Edit: I should point out that the non-Pro iPad was fine when using the stock OEM Staffpad library.


----------



## Nico5 (Jul 3, 2022)

rsg22 said:


> Right, but can the cheapest new entry level iPad run Staffpad well? I know when I used a non-Pro iPad back in 2020, it didn't get along with Staffpad when using 3rd party libraries in large scores. The M1 iPad Pro is a whole different story.
> 
> The latest non-Pro iPads may be up the task though?
> 
> Edit: I should point out that the non-Pro iPad was fine when using the stock OEM Staffpad library.


Unfortunately, I don't know the specific answer, since I don't have Staffpad.

So unless you can find a fellow Staffpad user, who's running pretty much the same thing as you, you'd probably need to look at the specs of the various generations of iPads.

From your additional info, mentioning large scores and 3rd party libraries, my high level guess would be, that iPad RAM could be a difference maker.

While the CPU is generally listed in Apple's official specs for each of the various iPads, finding the RAM for each iPad model is generally harder to figure out. The best bet are 3rd party enthusiast sites, that have figured out the amount of RAM in various iOS devices. e.g.

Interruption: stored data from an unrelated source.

PR #30, opened 2016-08-29
Introduction

tmeasday:
Sashko I kind of wimped out on the comparison section, partly because I think you've thought about this a lot and should probably just write this.

Also:

 1. Should I expand the "goals" section? I think it mirrors what you've written before but with less detail

2. I removed the "Apollo is currently in the technical preview" paragraph. I think this fair?

3. The last index had a big list of examples. We will go into a lot of details about the GitHunt example in a section to come, I don't know if we want to mention the others still (or at least the React ones?)

### DIFF
--- a/source/index.md
+++ b/source/index.md
@@ -3,6 +3,50 @@ title: Introduction
 order: 0
 ---
 
-## What it does
-## What it works with
-## How it compares to Relay / Lokka?
+This is the guide to using the [Apollo](http://apollostack.com) JavaScript client with the [React](https://facebook.github.io/react/) rendering library.
+
+Apollo is a collection of utilities designed to make it easier to use [GraphQL](http://graphql.org) across a range of front-end and server technologies. Although this guide focuses on the integration with React, there is a similar guide available for [Angular 2](XXX: link), and the `apollo-client` JavaScript package can be used in many other contexts too.
+
+If you are looking to use Apollo with a native mobile client, there is a [iOS Client](https://github.com/apollostack/apollo-ios) in development and plans for an Android client too. On the other hand, the React integration documented here works with [React Native](https://facebook.github.io/react-native/) on both platforms without changes.
+
+You can learn more about the Apollo project at the project's [home page](http://apollostack.com).
+
+<h2 id="apollo-client">Apollo Client and React</h2>
+
+The `apollo-client` npm module is a JavaScript client for GraphQL. The goal of the package is to be:
+
+1. **Incrementally adoptable**, so that you can drop it into any JavaScript app.
+2. **Simple to get started with**, you can just read one guide and get going.
+3. **Inspectable and understandable**, so that you can have great developer tools to understand exactly what is happening in your app.
+4. **Built for interactive apps**, so your users can make changes and see them reflected in the UI straight away.
+5. **Community driven**, many of the components of Apollo (including the `react-apollo` integration) were driven by our community and serve real-world use cases from the outset.
+
+The Apollo client does more than simply run your queries against your GraphQL server. It analyzes your queries and their results to construct a client-side cache of your data, which is updated as further queries, mutations are run and data is pushed to you from the server. This means that your UI can remain fully up-to-date with the state on the server with the minimum number of queries required.
+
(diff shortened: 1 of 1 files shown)


source/index.md
```diff
@@ -3,6 +3,50 @@ title: Introduction
 order: 0
 ---
 
-## What it does
-## What it works with
-## How it compares to Relay / Lokka?
+This is the guide to using the [Apollo](http://apollostack.com) JavaScript client with the [React](https://facebook.github.io/react/) rendering library.
```
stubailo: "JavaScript GraphQL client"? I guess people probably won't be confused but it can be a better summary I guess.

source/index.md
```diff
@@ -3,6 +3,50 @@ title: Introduction
...
+
+Apollo is a collection of utilities designed to make it easier to use [GraphQL](http://graphql.org) across a range of front-end and server technologies. Although this guide focuses on the integration with React, there is a similar guide available for [Angular 2](XXX: link), and the `apollo-client` JavaScript package can be used in many other contexts too.
```
stubailo: Rather than "Apollo is", perhaps we should say "The Apollo team builds and maintains..."

In some conversations about branding around optics, apollo server, etc, it makes the most sense to have "Apollo" refer to a set of people and a community, rather than a specific set of programs.

source/index.md
```diff
@@ -3,6 +3,50 @@ title: Introduction
...
+
+<h2 id="apollo-client">Apollo Client and React</h2>
+
+The `apollo-client` npm module is a JavaScript client for GraphQL. The goal of the package is to be:
+
+1. **Incrementally adoptable**, so that you can drop it into any JavaScript app.
+2. **Simple to get started with**, you can just read one guide and get going.
+3. **Inspectable and understandable**, so that you can have great developer tools to understand exactly what is happening in your app.
+4. **Built for interactive apps**, so your users can make changes and see them reflected in the UI straight away.
+5. **Community driven**, many of the components of Apollo (including the `react-apollo` integration) were driven by our community and serve real-world use cases from the outset.
```
stubailo: I'd add "planned and developed in the open" here - it's important that what we use internally is the same as what we give everyone else.

source/index.md
```diff
@@ -3,6 +3,50 @@ title: Introduction
...
+
+The best way to use `apollo-client` in your React app is with `react-apollo`, a React-specific API that's designed to take full advantage of Apollo. The integration provides a natural "higher-order-component" API for queries and mutations, and will keep your rendered component tree up to date with the data in the cache seamlessly.
+
+<h2 id="what-it-works-with">What it works with</h2>
+
+React Apollo provides a idiomatic React API, and is known to work in a straightforward way with many tools used in a typical React app. In particular:
+
+ - It works with React Native out of the box;
+ - It can integrate naturally with routers, such as React Router;
+ - Although it uses Redux internally (and you can [take advantage](redux.html) of this), you can easily use it with other state management tools like MobX.
```
stubailo: I'd actually say "it works really well with Redux, and _also_ with any other client-side data library that integrates with React". We don't need to apologize that we're Redux-optimized - I'd say that's a benefit for most people!

source/index.md
```diff
@@ -3,6 +3,50 @@ title: Introduction
...
+
+If you want to use Apollo with a different type of client (for instance a different JavaScript framework, or a native mobile app), it is possible too! Please check out the links at the top of this document, or head to our [developer site](http://apollostack.com) to get started.
```
stubailo: "different type of client" -> "different frontend environment"

stubailo:
> I removed the "Apollo is currently in the technical preview" paragraph. I think this fair?

Probably not that important to have it, since a fair number of people are using it in production. I think once we hit a more polished "1.0" release, we can make the wording even stronger in the "use this now it's going to be really great" direction.

I can handle the comparison section, just assign a task to me somewhere. But I think we can ship this without a detailed comparison.

As for examples, I think we need a page in the docs about "community examples". That way, it's clear which examples we update and support, but there's still an easy way to discover a ton of code you can browse for ideas.

------

Looks great, by the way!

tmeasday:
> As for examples, I think we need a page in the docs about "community examples". That way, it's clear which examples we update and support, but there's still an easy way to discover a ton of code you can browse for ideas.

I guess this is in the "pure" JS client docs, as opposed to the React client docs?

stubailo:
Could make sense to have a list specifically for React examples, but either one works for me. It could even be like `dev.apollodata.com/examples` on the website or something.

stubailo:
Pushed it 🔘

Apple iPad Pro (12.9-inch) 2018 Wi-Fi Price, Specifications, Features, Comparison


Apple iPad Pro (12.9-inch) 2018 Wi-Fi best price is Rs. 93800 as on 16th December 2022. See full specifications, expert reviews, user ratings, and more. Compare Apple iPad Pro (12.9-inch) 2018 Wi-Fi prices before buying online.




gadgets360.com









Apple iPad 10.2 (2021) - Full tablet specifications







www.gsmarena.com





However, beware that sometimes the same model year iPad may also have different amounts of RAM, depending on other options like storage.


----------



## rsg22 (Jul 3, 2022)

@Nico5 

For sure, good info. I'm well aware of all that - I was mainly pointing out that what the OP really needs to know is the cheapest devices which will run Staffpad well for what the OP wants to do (score size + choice of libraries) - as buying on price alone may prove frustrating without considering performance.


----------



## Nico5 (Jul 3, 2022)

rsg22 said:


> @Nico5
> 
> For sure, good info. I'm well aware of all that - I was mainly pointing out that what the OP really needs to know is the cheapest devices which will run Staffpad well for what the OP wants to do (score size + choice of libraries) - as buying on price alone may prove frustrating without considering performance.

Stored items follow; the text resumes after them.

PR #33, opened 2016-08-31
Authentication / authorization pattern

### LINKED ISSUE #16: Authentication/Authorization

helfer:
Fixes #16


helfer:
Open questions:

* Where do we document all the other network interface stuff?
* Should we link to some docs that show how to deal with the authorization header on the server?
* Should I use the GitHunt example, or the current one (from the existing docs)

helfer:
@tmeasday circle is unhappy because of the code submodule not compiling. Did you run into the same problem earlier, or is this something new?

tmeasday:
Hmm, I think that's something new. I'll look at it.

helfer:
I was able to reproduce it locally after running `npm install` in the code submodule after running `submodule update`, so it may have to do with an updated version of some package. Although tsc is installed globally, right?

tmeasday:
@helfer, hmm no I think the submodule is trying to build itself so probably using it's own version of `tsc`. Let me know if you figure it out, otherwise I'll take a look in a minute

source/auth.md
```diff
@@ -1,4 +1,34 @@
...
+
+const networkInterface = createNetworkInterface('/graphql');
+
+networkInterface.use([{
+  applyMiddleware(req, next) {
+    if (!req.options.headers) {
+      req.options.headers = {};  // Create the header object if needed.
+    }
+    // get the authentication token from local storage if it exists
+    req.options.headers.authorization = localStorage.getItem('token') ? localStorage.getItem('token') : null;
```
tmeasday: This could be 

```js
req.options.headers.authorization = localStorage.getItem('token') || null;
```

tmeasday:
1. So I think the rest of the (more esoteric, I guess) network interface stuff should go in the "client core" docs I suppose.

2. This example isn't React specific at all, but I suppose it's important enough that it needs to be in the React guide. Is it worth extending the example to show both the server part (as you said) and maybe how the flow of your app when you login might look like?

3. I still feel like we should use githunt

4. Do we want to show examples of how to get the current user's information into your component hierarchy?

source/auth.md
```diff
@@ -1,4 +1,34 @@
 ---
-title: Authentication and Authorization
+title: Basic user authentication
 order: 10
 ---
+
+Some applications don't deal with sensitive data and have no need to authenticate users, but most applications have some sort of users, accounts and permissions systems. If different users have different permissions in your application, then you need a way to tell the server which user is associated with each request. Over HTTP, the most common way is to send along an authorization header.
+
+Apollo Client has a pluggable network interface that lets you modify requests before they are sent to the server.
```
tmeasday: We should link out to the rest of the docs about network interface here.

helfer: I don't think we have that part yet. Or do we?

helfer:
OK, I'll do 3. Not sure if 4 is necessary, because I don't see user information as being different from any other kind of information one might want.

helfer:
Oh, problem with 3 is that GitHunt just sends the cookie along, which it does with the `credentials` option to fetch. So maybe we should document that as well?

source/auth.md
tmeasday: No, but can we put a placeholder down?

tmeasday:
> I don't see user information as being different from any other kind of information one might want.

Sure but people might not think this way and prompting them that that's how they should think about it seems useful? Also how do you make sure it changes when they log in / out?

tmeasday:
> Oh, problem with 3 is that GitHunt just sends the cookie along, which it does with the credentials option to fetch. So maybe we should document that as well?

Sure!

helfer:
Made a couple of changes, I think I'll squash and merge now.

Indeed - you're making a very valid and important point. 

Price/performance considerations only come into play *after *the minimum requirements for a particular use case are safely satisfied. - And unfortunately that is often a rather difficult exercise left to the user, because in many cases the supplier of software can't easily test - especially the heavier lifting use cases.


----------



## Jett Hitt (Jul 3, 2022)

From what I have read, iPad wins for stability with StaffPad. If you go the iPad route, be sure that it can use the Apple Pencil 2. Be aware that iPad OS 16 will introduce features that only work on iPads with M1 chips. I would look on eBay for used iPad Pros from 2018 and newer.


----------



## ssnowe (Jul 4, 2022)

I have a two year old ipad mini 5 (newest generation is 6) and the newest ipad Pro 12. The ipad mini uses Apple pencil 1 and the pro uses Apple pencil 2.

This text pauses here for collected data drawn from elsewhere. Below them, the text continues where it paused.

PR #38, opened 2016-09-02
Added a section about dataIdFromObject

### LINKED ISSUE #28: Explanation of `dataIdFromObject`and how the cache works
We need an explanation of how the cache works with object identifiers and query paths as well as an explanation of how to specify object identifiers through `dataIdFromObject`.

tmeasday:
Fixes #28

### DIFF
--- a/source/cache-updates.md
+++ b/source/cache-updates.md
@@ -1,11 +1,44 @@
 ---
-title: Updating your UI
+title: Controlling the Cache
 order: 13
 ---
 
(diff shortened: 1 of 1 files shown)


source/cache-updates.md
```diff
@@ -1,11 +1,44 @@
 ---
-title: Updating your UI
+title: Controlling the Cache
```
stubailo: Maybe "updating the store"?

I think people will respond better to "store" than "cache".

tmeasday: Should we use the word "store" throughout, except maybe when defining what it is?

Staffpad runs pretty much the same on both of them. The only difference I see is that the ipad Pro 12 seems to handle more instruments better probably due to having more memory then the ipad mini.

One thing I really like about the iPad version of Staffpad is I can also run it on my m1 macbook pro.

I have also used Staffpad on a newer Surface Pro. Compared to running on an ipad it tends to be slow and unresponsive and eats the battery. This has been my own personal experience so others may have different opinions.


----------